Among such systems, the use of words may be the most abstract way to represent the concrete objects on a format that is not three-dimensional. As with pictorial representations, the use of words is semantically associated with the presence of possibilities of action in the environment despite the fact that no motor interaction is made available by linguistic items. Evidence derived from cognitive linguistics shows that our understanding of action-related words and verbs relies on motoric cognitive schemas that are encoded by the sensorimotor apparatus (Lakoff & Johnson [1999], Peruzzi [2000a], [2000b]). Interestingly, theories concerning the evolution of language suggest that pragmatic abilities are the cognitive source of semantic abilities, establishing a primacy of motoric understanding in the abstract categorization of the world (Corballis [2002], Arbib [2012]).
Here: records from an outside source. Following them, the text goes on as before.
PR #3277, opened 2025-02-06
build: containers will now run as the non-root rafiki user

bosbaber:
- Modified both the dev and prod Dockerfiles of all the services to run as the non-root Rafiki user.
- To achieve this we have to chown the packages back to rafiki after each copy to ensure the ownership is correct. Otherwise the build process create the symlinks it wants to make.

## Context
As part of me trying to get into understanding the build pipeline, I noticed that the docker containers currently run as the root user which can be considered a security issue.

- For dev builds we have to switch between Rafiki and root user during the build process to ensure everything links correctly
- For prod builds, only the run-container will now run as Rafiki user, but with read-only access to the packages folder

Just to make it clear, after the change this is the status:
```sh
$ docker exec rafiki-happy-life-backend-1 touch /etc/danger-zone
touch: /etc/danger-zone: Permission denied
$ docker exec rafiki-happy-life-backend-1 whoami
rafiki
```

## Checklist
- [x] Tests added/updated

### DIFF
--- a/packages/auth/Dockerfile.dev
+++ b/packages/auth/Dockerfile.dev
@@ -1,24 +1,37 @@
 FROM node:20-alpine3.20
 
+RUN adduser -D rafiki
 WORKDIR /home/rafiki
 
-RUN corepack enable
+# Install Corepack and pnpm as the Rafiki user
+USER rafiki
+RUN mkdir -p /home/rafiki/.local/bin
+ENV PATH="/home/rafiki/.local/bin:$PATH"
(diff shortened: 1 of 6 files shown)


golobitch:
Adding also @mkurapov as a reviewer. But to me, this looks like the correct approach. However I would say that you need to create rafiki user only in the runtime container, not in any before.

mkurapov (approved):

golobitch (approved):

PR #3281, opened 2025-02-09
feat(tenantSettings): initial implementation

golobitch:

- 

## Checklist

- [x] Tests added/updated


packages/backend/src/graphql/schema.graphql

According to this view, our ability to give significance to linguistic gestures has its origin in our ability to understand others’ actions by means of a sensorimotor matching system which codifies the gestures of others in terms of one’s own vocabulary of motor act (Rizzolatti & Arbib [1998]).

It is nowadays well known that pre-motor regions involved in action planning are activated both when the agent is involved in the execution of an action, as well as when she is involved in understanding motor-related concepts. Several studies devoted to investigate the correspondences between language comprehension and cerebral cortical activations support the idea that part of the process underlying semantic understanding is grounded in the sensorimotor system (see Borghi, & Binkofski [2014], for a review). A pivotal evidence supporting this view has been provided by Buccino et al. (2005) where the authors have shown a decrease of motor evoked potentials (MEPs) recorded from hand muscles and leg muscles when agents were required to process, respectively, hand-related verbs and foot-related verbs. Moreover, using brain-imaging techniques, it has been established that when agents process words and sentences with contents related to effectors, such as hands and feet, somatotopic activations of pre-motor and motor cortical areas occur (Hauk et al. [2004]; Tettamanti et al. [2005]). In the same vein, Aziz-Zadeh, et al. (2006) have shown that reading sentences describing hand actions activate the same premotor areas as watching videos that show an actress performing a manual action, revealing the involvement of the mirror system in language processing (Gallese [2008]). Importantly, it has been shown that the activation of effectors-related areas of the motor system occurs in the early phase of processing (Glenberg & Gallese [2012]), supporting the hypothesis that motor effects during language processing do not merely reflect the agent’s imagery after language understanding is completed (Gallese & Lakoff [2005]).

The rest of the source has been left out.